P.S. -- The deal looks fine to me except that the payment doesn't match the MSRP, residual, money factor and selling price you show. It's about $44/mo too high unless something else is in the payment?


----------



## BMR2009 (Mar 20, 2009)

Got it. Agree on the leasing in Texas, and hence I have always been a cash buyer. That said, Owner's Choice would probably be preferable as there is a small chance, but a chance I may keep the car. 

Here is additional information:

Selling Price 118,145
After discounts 110,760
Doc fees 115
Tax 6,922
Reg Fees 264
Balance 118,061.80

At pick-up: ($8,649) wow. 
First month's payment
Taxes
Doc fee
Reg fees

I wonder if anything will change going to an OC lease. 

Thanks much.


----------



## MustGoFast (Dec 24, 2007)

AksNasZasNas said:


> Yes as to residuals minus 25 cents for each mile over 500 miles.


Is this correct? What does it all apply to?

If I'm looking at leasing a 2016 out of the Service Loaner pool at my dealer, would this apply then?


----------



## AksNasZasNas (May 30, 2013)

MustGoFast said:


> Is this correct? What does it all apply to?
> 
> If I'm looking at leasing a 2016 out of the Service Loaner pool at my dealer, would this apply then?


Yes. The residual is reduced by the amount of mileage over 500 times 25 cents for everything it is 30 cents for 6ers and 7ers.


----------



## Ninong (May 20, 2014)

AksNasZasNas said:


> Yes. The residual is reduced by the amount of mileage over 500 times 25 cents for everything it is 30 cents for 6ers and 7ers.


Yes, it's 30 cents for 6-series and 7-series and 25 cents for everything else, including all X vehicles and all M cars except the M6. The X6 is 25 cents.


----------



## pony_trekker (May 26, 2003)

I just got off the phone with BMW. They specifically told me that once you fulfilled your financial obligations under the lease you can return the car at anytime you don't have to wait until the exact maturity date.


----------



## pony_trekker (May 26, 2003)

Dupe.


----------



## tmchung26 (May 17, 2007)

*i3 rex residual*

Anyone can tell me the residual for the i3 rex for 15k miles?


----------



## GreenLantern (Mar 30, 2013)

tmchung26 said:


> Anyone can tell me the residual for the i3 rex for 15k miles?


+1

Better yet, can we have Base MF (I believe it's 0.00135), and Residuals for 24/30/36 at 10k / 12k / 15k, for April?

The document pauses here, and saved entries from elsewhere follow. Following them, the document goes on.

PR #2123, opened 2023-01-21
Add "long release event" for IKEA 5-button remotes

MatMaul:
Adds "long release triggers" for up and down buttons.

~~Also do a refactor to avoid copy pasting triggers definition, since they are mostly the same.~~
-> Refactor done in https://github.com/zigpy/zha-device-handlers/pull/2155

This is tested with the very first version of the remote, the one defined in `fivebtnremote.py`.

### DIFF
--- a/zhaquirks/ikea/fivebtnremote.py
+++ b/zhaquirks/ikea/fivebtnremote.py
@@ -27,6 +27,8 @@ from zhaquirks.const import (
     COMMAND_RELEASE,
     COMMAND_STEP,
     COMMAND_STEP_ON_OFF,
+    COMMAND_STOP,
+    COMMAND_STOP_ON_OFF,
     COMMAND_TOGGLE,
     DEVICE_TYPE,
     DIM_DOWN,
@@ -36,6 +38,7 @@ from zhaquirks.const import (
     INPUT_CLUSTERS,
     LEFT,
     LONG_PRESS,
+    LONG_RELEASE,
     MODELS_INFO,
     OUTPUT_CLUSTERS,
     PARAMS,
@@ -137,6 +140,11 @@ class IkeaTradfriRemote1(CustomDevice):
             ENDPOINT_ID: 1,
             PARAMS: {"move_mode": 0},
         },
+        (LONG_RELEASE, DIM_UP): {
+            COMMAND: COMMAND_STOP_ON_OFF,
+            CLUSTER_ID: 8,
+            ENDPOINT_ID: 1,
+        },
         (SHORT_PRESS, DIM_DOWN): {
             COMMAND: COMMAND_STEP,
             CLUSTER_ID: 8,
@@ -148,6 +156,11 @@ class IkeaTradfriRemote1(CustomDevice):
             CLUSTER_ID: 8,
             ENDPOINT_ID: 1,
             PARAMS: {"move_mode": 1},
+        },
+        (LONG_RELEASE, DIM_DOWN): {
+            COMMAND: COMMAND_STOP,
+            CLUSTER_ID: 8,
+            ENDPOINT_ID: 1,
         },
         (SHORT_PRESS, LEFT): {
             COMMAND: COMMAND_PRESS,


MatMaul:
This is tested with the very first version of the remote, the one defined in `fivebtnremote.py`.

MattWestb:
I like using  the same DA and only making the changed DA in the device class.
The problem is testing if all is working OK.
The `fivebtnremote.py` is being used for the old ZLL firmware and most users have updating there firmware for getting more functions and also fix some bugs that making the controller losing the network setting then battery is out and also battery draining problems. 
The last firmware is loosing group bindings and if fixing multiple commands being received on some coordinators (some have filtering for broadcast command with same frame number EZSP not).
Reversing firmware for testing you need braking the remote (its very well glued inside !!) for getting access to the SWD pads and flashing it with one SWD probe.
I only having the last firmware on my 5BT so i cant testing the old version easy put possible.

Much appreciated, as always!


----------



## Michael @ BMW Seattle (Mar 5, 2016)

greenlantern said:


> +1
> 
> better yet, can we have base mf (i believe it's 0.00135), and residuals for 24/30/36 at 10k / 12k / 15k, for april?
> 
> Much appreciated, as always!


2016
24: 59/58/56
30: 56/55/53
36: 53/52/50

2015
24: 59/58/56
30: 59/58/56
36: 53/52/50

~m~


----------



## GreenLantern (Mar 30, 2013)

Michael @ BMW Seattle said:


> 2016
> 24: 59/58/56
> 30: 56/55/53
> 36: 53/52/50
> ...


Michael, you rock. Thank you!


----------



## paul325740 (Jul 17, 2006)

*demo 2015 750*

I found a 2015 750i demo car. what is a residual for this car anyone?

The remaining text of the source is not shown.